• Task to complete
Copy out every entry precisely.
-- Provided material follows --
Issue #8617, opened 2024-07-25
Comment subscribe/unsubscribe


timolegros:
## Description
Comment subscriptions (automatically created when a user comments on a thread) cannot be deleted by the user since the subscription is not shown in the subscriptions settings screen or on the comment itself. Comments should have subscribe/unsubscribe buttons.

## Additional context
Related ticket: #4659

PR #8632, opened 2024-07-26
manage comment subscriptions 

burtonator:
## Link to Issue
Closes: 

- https://github.com/hicommonwealth/commonwealth/issues/8658
- https://github.com/hicommonwealth/commonwealth/issues/8617

## Description of Changes

- Implements comment subscriptions under the manage subscriptions 
- toggle implemented for thread subscriptions and comment subscriptions.

### A: 
- go to a comment
- click subscribe
- verify that this comment is in /notification-subscription
- Click unsubscribe
- verify that this no longer in /notification-subscription

### B:

- Go to an existing comment by another user
- Click subscribe
- verify that this comment is in /notification-subscription
- Click unsubscribe
- verify that this no longer in /notification-subscription

## Deployment Plan

1. 

## Other Considerations

-


packages/commonwealth/client/scripts/views/pages/NotificationSettings/CommentSubscriptionEntry.tsx
```diff
@@ -0,0 +1,134 @@
...
+  }, [deleteCommentSubscriptionMutation, comment_id]);
+
+  const handleDeleteSubscription = useCallback(() => {
+    deleteThreadSubscription()
+      .then(() => {
+        notifySuccess('Unsubscribed!');
+        onUnsubscribe(comment_id);
+      })
+      .catch(console.error);
+  }, [deleteThreadSubscription, onUnsubscribe, comment_id]);
```
mzparacha, line 58: can we merge these?

packages/commonwealth/client/scripts/views/pages/NotificationSettings/CommentSubscriptionEntry.tsx
```diff
@@ -0,0 +1,134 @@
...
+
+  const navigate = useCommonNavigate();
+
+  const handleNavigateToThread = useCallback(() => {
+    navigate(threadUrl);
+  }, [navigate, threadUrl]);
```
mzparacha, line 64: Nit: maybe not use callbacks (it will use memory), as this is a simple function call

packages/commonwealth/client/scripts/views/pages/NotificationSettings/useCommentSubscriptions.ts
```diff
@@ -0,0 +1,18 @@
+import { GetCommentSubscriptions } from '@hicommonwealth/schemas';
+import { useCommentSubscriptionsQuery } from 'client/scripts/state/api/trpc/subscription/useCommentSubscriptionsQuery';
+import { useMemo } from 'react';
+
+export function useCommentSubscriptions() {
+  const subscriptionsQuery = useCommentSubscriptionsQuery();
+
+  // TODO this a workaround to fix the problem with dates as strings and types
+  // being wrong. We need to fix this once we fix types on the client.
```
mzparacha, line 9: lets add ticket numbe, if we have one

packages/commonwealth/client/scripts/views/pages/NotificationSettings/useThreadSubscriptions.ts
```diff
@@ -2,14 +2,12 @@ import { GetThreadSubscriptions } from '@hicommonwealth/schemas';
...
- * @deprecated TODO this is ALREADY deprecated because this is a workaround to
- * fix the problem with dates as strings and types being wrong. We need to fix
- * this once we fix types on the client.
- */
 export function useThreadSubscriptions() {
   const threadSubscriptions = useThreadSubscriptionsQuery();
 
+  // TODO this is a workaround to fix the problem with dates as strings and
+  // types being wrong. We need to fix this once we fix types on the client.
+
```
mzparacha, line 10: same as above

mzparacha (approved):

timolegros (changes requested):
Comments that I am the author of aren't marked as subscribed even though I am automatically subscribed to the comment after creating it.
image
When I create a comment the button should immediately show 'unsubscribe'. I noticed that the comment is correctly marked as already subscribed if I create a comment and then visit the notification settings since I presume the store is updated at that point.

Additionally, I believe we discussed only enabling comment subscriptions on comments you have authored not on _any_ or _every_ comment like this:
image

What's up with the text color lol
image
Also, I feel like comment subscriptions should not be in the same tab as thread subscriptions unless we have proper pagination, filtering, ordering and visual cues that clearly show the difference between the two. Tagging @sachben91 for comments on this as well.

burtonator:
> Also, I feel like comment subscriptions should not be in the same tab as thread subscriptions unless we have proper pagination, filtering, ordering and visual cues that clearly show the difference between the two. Tagging @sachben91 for comments on this as well.

The problem is if we have to many tabs then they don't wrap on mobile. I believe I asked @sachben91 on slack about this and he already approved.  

Maybe I can just add an <h3> between them or something? Then there are pagination issues too.

Maybe this should be a follow on PR?

burtonator:
> Additionally, I believe we discussed only enabling comment subscriptions on comments you have authored not on any or every comment like this:

This might be a legit bug then. I can fix this easily I think... Can you guys confirm? @sachben91

burtonator:
@timolegros 
CleanShot 2024-07-31 at 10 53 37@2x

This is how it was before.  The label was always 'subscribe' and I thought it was part of the design not a bug. I can fix it though.

Hopefully this is the only place that exists?

timolegros:
> This is how it was before. The label was always 'subscribe' and I thought it was part of the design not a bug. I can fix it though.

There is no `subscribe` label in production/on master right now and since we auto-subscribe users to comments we should reflect that state.

packages/commonwealth/client/scripts/views/pages/discussions/CommentCard/CommentCard.tsx
```diff
@@ -14,8 +14,11 @@ import {
   ViewUpvotesDrawerTrigger,
 } from 'client/scripts/views/components/UpvoteDrawer';
 import clsx from 'clsx';
+import { useFlag } from 'hooks/useFlag';
 import type Comment from 'models/Comment';
 import { useFetchConfigurationQuery } from 'state/api/configuration';
+import { useCreateCommentSubscriptionMutation } from 'state/api/trpc/subscription/useCreateCommentSubscriptionMutation';
```
masvelio, line 20: can you add index file to subscription directory so that we can import

import { useCreateCommentSubscriptionMutation, useDeleteCommentSubscriptionMutation } from 'state/api/trpc/subscription/'

burtonator: Can we discuss + implement this in another PR? 

I don't necessarily think we should do this (willing to be wrong) but I'd also like to stop increasing the scope of PRs like this.

If we implement my proposal to migrate away from squash merges we can send in smaller PRs like this and stack them and reduce PR merge latency.

burtonator: I created an issue for this but we can't implement it in this PR as we're already in a rush to get this merged: 

https://github.com/hicommonwealth/commonwealth/issues/8712

ForestMars (approved):
Does what it says on the tin.

timolegros:
Please wait before merging. Currently testing this on Heroku.

timolegros (approved):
-- Provided material concluded --
• Solution
Issue #8617, opened 2024-07-25
Comment subscribe/unsubscribe


timolegros:
## Description
Comment subscriptions (automatically created when a user comments on a thread) cannot be deleted by the user since the subscription is not shown in the subscriptions settings screen or on the comment itself. Comments should have subscribe/unsubscribe buttons.

## Additional context
Related ticket: #4659

PR #8632, opened 2024-07-26
manage comment subscriptions 

burtonator:
## Link to Issue
Closes: 

- https://github.com/hicommonwealth/commonwealth/issues/8658
- https://github.com/hicommonwealth/commonwealth/issues/8617

## Description of Changes

- Implements comment subscriptions under the manage subscriptions 
- toggle implemented for thread subscriptions and comment subscriptions.

### A: 
- go to a comment
- click subscribe
- verify that this comment is in /notification-subscription
- Click unsubscribe
- verify that this no longer in /notification-subscription

### B:

- Go to an existing comment by another user
- Click subscribe
- verify that this comment is in /notification-subscription
- Click unsubscribe
- verify that this no longer in /notification-subscription

## Deployment Plan

1. 

## Other Considerations

-


packages/commonwealth/client/scripts/views/pages/NotificationSettings/CommentSubscriptionEntry.tsx
```diff
@@ -0,0 +1,134 @@
...
+  }, [deleteCommentSubscriptionMutation, comment_id]);
+
+  const handleDeleteSubscription = useCallback(() => {
+    deleteThreadSubscription()
+      .then(() => {
+        notifySuccess('Unsubscribed!');
+        onUnsubscribe(comment_id);
+      })
+      .catch(console.error);
+  }, [deleteThreadSubscription, onUnsubscribe, comment_id]);
```
mzparacha, line 58: can we merge these?

packages/commonwealth/client/scripts/views/pages/NotificationSettings/CommentSubscriptionEntry.tsx
```diff
@@ -0,0 +1,134 @@
...
+
+  const navigate = useCommonNavigate();
+
+  const handleNavigateToThread = useCallback(() => {
+    navigate(threadUrl);
+  }, [navigate, threadUrl]);
```
mzparacha, line 64: Nit: maybe not use callbacks (it will use memory), as this is a simple function call

packages/commonwealth/client/scripts/views/pages/NotificationSettings/useCommentSubscriptions.ts
```diff
@@ -0,0 +1,18 @@
+import { GetCommentSubscriptions } from '@hicommonwealth/schemas';
+import { useCommentSubscriptionsQuery } from 'client/scripts/state/api/trpc/subscription/useCommentSubscriptionsQuery';
+import { useMemo } from 'react';
+
+export function useCommentSubscriptions() {
+  const subscriptionsQuery = useCommentSubscriptionsQuery();
+
+  // TODO this a workaround to fix the problem with dates as strings and types
+  // being wrong. We need to fix this once we fix types on the client.
```
mzparacha, line 9: lets add ticket numbe, if we have one

packages/commonwealth/client/scripts/views/pages/NotificationSettings/useThreadSubscriptions.ts
```diff
@@ -2,14 +2,12 @@ import { GetThreadSubscriptions } from '@hicommonwealth/schemas';
...
- * @deprecated TODO this is ALREADY deprecated because this is a workaround to
- * fix the problem with dates as strings and types being wrong. We need to fix
- * this once we fix types on the client.
- */
 export function useThreadSubscriptions() {
   const threadSubscriptions = useThreadSubscriptionsQuery();
 
+  // TODO this is a workaround to fix the problem with dates as strings and
+  // types being wrong. We need to fix this once we fix types on the client.
+
```
mzparacha, line 10: same as above

mzparacha (approved):

timolegros (changes requested):
Comments that I am the author of aren't marked as subscribed even though I am automatically subscribed to the comment after creating it.
image
When I create a comment the button should immediately show 'unsubscribe'. I noticed that the comment is correctly marked as already subscribed if I create a comment and then visit the notification settings since I presume the store is updated at that point.

Additionally, I believe we discussed only enabling comment subscriptions on comments you have authored not on _any_ or _every_ comment like this:
image

What's up with the text color lol
image
Also, I feel like comment subscriptions should not be in the same tab as thread subscriptions unless we have proper pagination, filtering, ordering and visual cues that clearly show the difference between the two. Tagging @sachben91 for comments on this as well.

burtonator:
> Also, I feel like comment subscriptions should not be in the same tab as thread subscriptions unless we have proper pagination, filtering, ordering and visual cues that clearly show the difference between the two. Tagging @sachben91 for comments on this as well.

The problem is if we have to many tabs then they don't wrap on mobile. I believe I asked @sachben91 on slack about this and he already approved.  

Maybe I can just add an <h3> between them or something? Then there are pagination issues too.

Maybe this should be a follow on PR?

burtonator:
> Additionally, I believe we discussed only enabling comment subscriptions on comments you have authored not on any or every comment like this:

This might be a legit bug then. I can fix this easily I think... Can you guys confirm? @sachben91

burtonator:
@timolegros 
CleanShot 2024-07-31 at 10 53 37@2x

This is how it was before.  The label was always 'subscribe' and I thought it was part of the design not a bug. I can fix it though.

Hopefully this is the only place that exists?

timolegros:
> This is how it was before. The label was always 'subscribe' and I thought it was part of the design not a bug. I can fix it though.

There is no `subscribe` label in production/on master right now and since we auto-subscribe users to comments we should reflect that state.

packages/commonwealth/client/scripts/views/pages/discussions/CommentCard/CommentCard.tsx
```diff
@@ -14,8 +14,11 @@ import {
   ViewUpvotesDrawerTrigger,
 } from 'client/scripts/views/components/UpvoteDrawer';
 import clsx from 'clsx';
+import { useFlag } from 'hooks/useFlag';
 import type Comment from 'models/Comment';
 import { useFetchConfigurationQuery } from 'state/api/configuration';
+import { useCreateCommentSubscriptionMutation } from 'state/api/trpc/subscription/useCreateCommentSubscriptionMutation';
```
masvelio, line 20: can you add index file to subscription directory so that we can import

import { useCreateCommentSubscriptionMutation, useDeleteCommentSubscriptionMutation } from 'state/api/trpc/subscription/'

burtonator: Can we discuss + implement this in another PR? 

I don't necessarily think we should do this (willing to be wrong) but I'd also like to stop increasing the scope of PRs like this.

If we implement my proposal to migrate away from squash merges we can send in smaller PRs like this and stack them and reduce PR merge latency.

burtonator: I created an issue for this but we can't implement it in this PR as we're already in a rush to get this merged: 

https://github.com/hicommonwealth/commonwealth/issues/8712

ForestMars (approved):
Does what it says on the tin.

timolegros:
Please wait before merging. Currently testing this on Heroku.

timolegros (approved):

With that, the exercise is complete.